The new building will replace a three story building, built in 1903. The building, which has long served long income tenants, was privately owned until 2018, when it was purchased by the Portland Housing Bureau.
The proposed building is arranged in an L-shaped plan, around a courtyard at the second level. Amenity spaces will open onto the courtyard. Residential amenity spaces would be provided at the building corner on levels 2 to 7, with projecting landscaped elements.
The primary material for the building would be metal panel, in two shades of grey. Other materials would include vinyl windows, dark brick at the ground floor, and storefront glazing.

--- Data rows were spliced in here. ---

PR #1576, opened 2025-05-26
Upgrade to Symfony 7.3

rosier:
This updates all dependencies and upgrade to Symfony v7.3.0-RC1

Also fixes the following deprecations:
- The "errors.xml" routing configuration file is deprecated, import "errors.php" instead.
- The "profiler.xml" routing configuration file is deprecated, import "profile.php" instead.
- The "xdt.xml" routing configuration file is deprecated, import "xdt.php" instead.
- Not setting the "property_info.with_constructor_extractor" option explicitly is deprecated because its default value will change in version 8.0.
- The "App\Security\PostVoter::voteOnAttribute()" method will require a new "Vote|null $vote" argument in the next major version of its parent class "Symfony\Component\Security\Core\Authorization\Voter\Voter", not defining it is deprecated.

### DIFF
--- a/.editorconfig
+++ b/.editorconfig
@@ -1,19 +1,9 @@
-; top-most EditorConfig file
 root = true
 
-; Unix-style newlines
 [*]
 charset = utf-8
-end_of_line = LF
+end_of_line = lf
+indent_size = 4
+indent_style = space
 insert_final_newline = true
 trim_trailing_whitespace = true
-
-[*.{php,html,twig}]
-indent_style = space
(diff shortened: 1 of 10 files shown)


javiereguiluz:
Symfony 7.3 is now available (https://symfony.com/blog/symfony-7-3-0-released) so we can update to the final stable version. Thanks!

javiereguiluz:
Merged! I updated dependencies to the stable version while merging. Thanks!

PR #1577, opened 2025-05-29
Readd the APP_SECRET value

javiereguiluz:
Context:

* The promise of the "Symfony Demo" app since day one is that it works out of the box. You clone the repo or create an app based on it using Composer ... and it just works. You don't have to run any command, change any config or do anything at all. It just works.
* "Symfony Demo" is a very important application also outside the Symfony context. Folks working on PHP source code routinely use it to benchmark changes in PHP.

As explained in #1574, we're not fulfilling that promise right now because of the change made in #1532. So, let's fix that. The change proposed in #1574 is correct ... but it could be not enough. If you run Composer with the `--no-scripts` option, the proposed script won't run and the error will happen again.

So, in this PR I propose to go back to what worked before ... and add a message explaining that folks don't need to do that in their apps; this is just for the Symfony Demo. There are other parts of the app where we say _"we do this because this is a Demo app and bla bla, don't do this in your own app"_. So, this should be fine.

### DIFF
--- a/.env
+++ b/.env
@@ -16,7 +16,10 @@
 
 ###> symfony/framework-bundle ###
 APP_ENV=dev
-APP_SECRET=
+# in your own Symfony applications, you can leave this secret empty,
+# but in this example application, we need it so the application runs out of the box.
+# see https://symfony.com/blog/new-in-symfony-7-2-optional-secret
+APP_SECRET=2ca64f8d83b9e89f5f19d672841d6bb8
 ###< symfony/framework-bundle ###
 
 ###> doctrine/doctrine-bundle ###
--- a/.env
+++ b/.env
@@ -16,10 +16,7 @@
 
 ###> symfony/framework-bundle ###
 APP_ENV=dev
-# in your own Symfony applications, you can leave this secret empty,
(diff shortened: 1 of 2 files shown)


nicolas-grekas:
It should be added to .env.local instead

nicolas-grekas:
My bad, this is added to `.env.dev` when using recipes, so let's follow this lead instead!

javiereguiluz:
If I add it to `.env.dev`, whenever a user sets `APP_ENV` to `prod` in `.env` *(a very common scenario for this app when using it in benchmarks, etc.)* a 500 error is triggered. 😐

Folks, this is not a normal Symfony app. It's a bit special and its main feature is that it must work under all circumstances and for all users (`git clone` or `composer create-project`; using Composer with or without `--no-scripts`; in `dev` and `prod` envs; etc.)

So, is there any alternative to just defining the secret in the main `.env` file?

nicolas-grekas:
This is also a showcase of best practices, that's why we should find a better option.

> using Composer without --no-scripts

I don't think this is valid objection. If you run without composer scripts, that's your issue.

> git clone or composer create-project

That's the issue with #1574 to me: not dealing with git clone.

PR #1585, opened 2025-07-20
Feature/rtl arabic support

mohssineAboutaj:
I added proper RTL support for Arabic and other RTL languages, plus fixed a bunch of issues in the Arabic translations.


javiereguiluz:
@mohssineAboutaj thanks a lot for this contribution!

Note that while merging we removed two of the new proposed Twig extensions (`rtl_class()` and `rtl_dir()`). This is because Twig extensions are mostly used to store logic that is reused in different templates and these extensions were very simple and only used once or twice.

Thanks!

PR #1588, opened 2025-08-04
Add ext-ctype and ext-iconv as required dependency

rosier:
Sync with https://github.com/symfony/skeleton/blob/7.3/composer.json


javiereguiluz:
Thank you Jan.

PR #1590, opened 2025-08-07
[CI] Fixes and tweaks for the demo install test

rosier:
I did some fixes and tweaks for the demo install test.

I did multiple commit to make it easier to review

### DIFF
--- a/.github/workflows/end_to_end_tests.yaml
+++ b/.github/workflows/end_to_end_tests.yaml
@@ -4,8 +4,12 @@ on:
     schedule:
         # run daily at 2:00 AM UTC
         - cron: '0 2 * * *'
-        # allow manual triggering for testing purposes
-        workflow_dispatch:
+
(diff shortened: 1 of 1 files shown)


.github/workflows/end_to_end_tests.yaml
```diff
@@ -40,21 +50,22 @@ jobs:
             - name: Setup PHP
               uses: shivammathur/setup-php@v2
               with:
-                  php-version: '8.4'
-                  extensions: none, ctype, iconv, intl, mbstring, pdo_sqlite, xml
-                  tools: composer
                   coverage: none
+                  extensions: none, ctype, dom, iconv, intl, mbstring, pdo_sqlite, simplexml, tokenizer, xml, xmlwriter
+                  php-version: latest
```
rosier, line 55: Since the above test with `symfony new` also does use `composer create-project` internally I opted for a different PHP version for this job

PR #140, opened 2018-09-25
Remove priority class

rossf7:
I added the priority class but its not working correctly in the `giantswarm` namespace.

```
Warning  FailedCreate  7m (x18 over 18m)  replicaset-controller  Error creating: pods "chart-operator-7c6db97676-" is forbidden: pods with system-cluster-critical priorityClass is not permitted in giantswarm namespace
```

Removing to fix alerts. I'll reintroduce once tested in the `giantswarm` namespace.

https://gigantic.slack.com/archives/C03CPNRTS/p1537860674000100

### DIFF
--- a/helm/chart-operator-chart/Chart.yaml
+++ b/helm/chart-operator-chart/Chart.yaml
@@ -1,4 +1,4 @@
 apiVersion: v1
 description: A Helm chart for the chart-operator
 name: chart-operator-chart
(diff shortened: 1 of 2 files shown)


rossf7:
2 e2e jobs still running but going with this to clear the alerts. I'll check on the merge to master as we may still have e2e problems.

PR #151, opened 2018-11-14
set tiller namespace to kube-system

TheoBrigitte:
Towards: https://github.com/giantswarm/giantswarm/issues/4537

Point chart-operator to tiller in `kube-system` namespace on control planes.

### DIFF
--- a/helm/chart-operator-chart/templates/configmap.yaml
+++ b/helm/chart-operator-chart/templates/configmap.yaml
@@ -18,7 +18,7 @@ data:
       cnr:
         address: '{{ .Values.cnr.address }}'
       helm:
-        tillerNamespace:  '{{ .Values.namespace }}'
+        tillerNamespace:  '{{ .Values.tillerNamespace }}'
       kubernetes:
         incluster: true
         watch:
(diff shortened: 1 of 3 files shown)


kopiczko:
Did it change recently? How could it work before? For how long was it broken?

MarcelMue:
We weren't using `chart-operator` on control planes actively yet. It was added for the release-operator story which is currently in some teams backlog.

I am not sure how this works with tenant clusters with your change. This will break tenant usage of tiller?

TheoBrigitte:
chart-operator is broken on control plane, but it seems that we do not use it there. We only use chart-operator for tenant cluster where everything is fine.

MarcelMue:
Tiller on tenants is running in the `giantswarm` namespace because customers have a separate tiller in `default` or something like that. I do not see how this would work in this PR.

TheoBrigitte:
This PR change default tiller namespace to `kube-system` for control plane, another PR (https://github.com/giantswarm/cluster-operator/pull/329) set tiller namespace to `giantswarm` for tenant clusters.

I went this way because there is no easy solution to pass different values to charts being deployed to control plane.

TheoBrigitte:
e2e tests are failing since default namespace is kube-system now, I merge and deploy cluster-operator first, this should fix it.

PR #157, opened 2018-11-23
reconcile chart status

TheoBrigitte:
Towards: 
- https://github.com/giantswarm/giantswarm/issues/4077
- https://github.com/giantswarm/giantswarm/issues/4602

Reconcile charts status, and recover from failed charts deployment.

@indyfree and me played around with helm, and issuing a new upgrade/update command allow to recover from failed chart.


service/controller/v5/resource/chart/resource.go
```diff
@@ -84,6 +86,11 @@ func isChartModified(a, b ChartState) bool {
 		return true
 	}
 
+	// ReleaseStatus do not match so we need to update the Helm Release.
+	if a.ReleaseStatus != b.ReleaseStatus {
```
indyfree: We should also check what are the implications when installating the helm release and status == `PENDING`.

indyfree:
Ah also we have to remember to increase the `version` in Chart.yaml

service/controller/v5/resource/chart/resource.go
TheoBrigitte: good point, we have to handle state transition. so let's move this logic outside this function.

JosephSalisbury:
@TheoBrigitte is the idea here to update the CR status if the helm release is failed?

TheoBrigitte:
No, the idea here is to reconcile charts which have failed to be deployed.

service/controller/v5/resource/chart/update.go
```diff
@@ -51,7 +51,7 @@ func (r *Resource) ApplyUpdateChange(ctx context.Context, obj, updateChange inte
 			return microerror.Mask(err)
 		}
 
-		err = r.helmClient.UpdateReleaseFromTarball(ctx, releaseName, tarballPath, helm.UpdateValueOverrides(values))
+		err = r.helmClient.UpdateReleaseFromTarball(ctx, releaseName, tarballPath, helm.UpdateValueOverrides(values), helm.UpgradeForce(true))
```
TheoBrigitte: Didn't found a better solution than force upgrade in order to recover failed charts.

This might potentially delete/recreate resource. I haven't tested this.

pipo02mix: IMO this is dangerous because [it means could delete the chart and installed it again](https://github.com/helm/helm/issues/4177#issuecomment-407463879). For some charts like nginx controller it would have an impact for customer workloads. Are we sure?

cc/ @puja108

rossf7: Late to the party but agree with @pipo02mix that `upgrade --force` is dangerous for cluster critical apps. @TheoBrigitte Let me know if I can help here.

For me the failed releases is the biggest support problem with chart-operator. We need a solution and @giantswarm/team-batman will be working on chart-operator a lot for the managed apps story.

TheoBrigitte: Yeah I agree force upgrade is quite dangerous here and there might be some cases of failed chart which do not even need this.

I feel like the logic for state transition is something that would be needed to implement the force upgrade (or another recovery solution) later on. WDYT if we just go with state transition here ?

rossf7: @TheoBrigitte Thanks, going with the state transition logic for now is a good idea. 

I'll take care of reconciling the chart status as part of the App Catalog story. But we're still discussing how to configure the `upgrade --force` support in the spec PR.

TheoBrigitte:
Closing in favor of https://github.com/giantswarm/chart-operator/pull/178

PR #161, opened 2018-12-14
remove healthz service from operator

tomahawk28:
During https://github.com/giantswarm/app-operator/pull/3, we found out that we need to remove `healthz` service in use.


tomahawk28:
oops, forgot it, thanks

PR #162, opened 2018-12-19
Call EnsureTillerInstalled on boot

rossf7:
Towards giantswarm/giantswarm#4938

### DIFF
--- a/main.go
+++ b/main.go
@@ -1,8 +1,8 @@
 package main
 
 import (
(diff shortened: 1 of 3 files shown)


rossf7:
Closing. I was being dumb. chart-operator already calls `EnsureTillerInstalled` its just there are no chartconfig CRs in control plane clusters yet.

The Westwind apartments went in front of the Design Commission for an advisory meeting on February 6th, 2020. As described in a summary memo, the Commission was supportive of the building’s overall composition, but suggested that it needs to better respond to the material context of Old Town:
This is a refreshingly coherent and thrilling building proposal, and the projecting architectural features at the corner are particularly critical to the design’s success. Additional design development is needed at the ground floor, the definition of the building top, and reconsideration of a masonry clad exterior considering the neighborhoods masonry building context.
The project has now been submitted for a Type III Design Review. A hearing date has not yet been scheduled.